Task to complete
The lines to return are the one containing "[Bug]: C++ unit" and all that follow it in the entries below, duplicated exactly and nothing else.

Raw data

Issue #51799, opened 2026-07-24
[Bug]: C++ unit tests mutate process-global SegcoreConfig (inline static); chunk_rows=2 leak causes deterministic UT shard timeouts


xiaocai2333:
## Summary

`SegcoreConfig`'s members are all `inline static` (class-level globals, since #27673), so the common test pattern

Exercise answer
[Bug]: C++ unit tests mutate process-global SegcoreConfig (inline static); chunk_rows=2 leak causes deterministic UT shard timeouts


xiaocai2333:
## Summary

`SegcoreConfig`'s members are all `inline static` (class-level globals, since #27673), so the common test pattern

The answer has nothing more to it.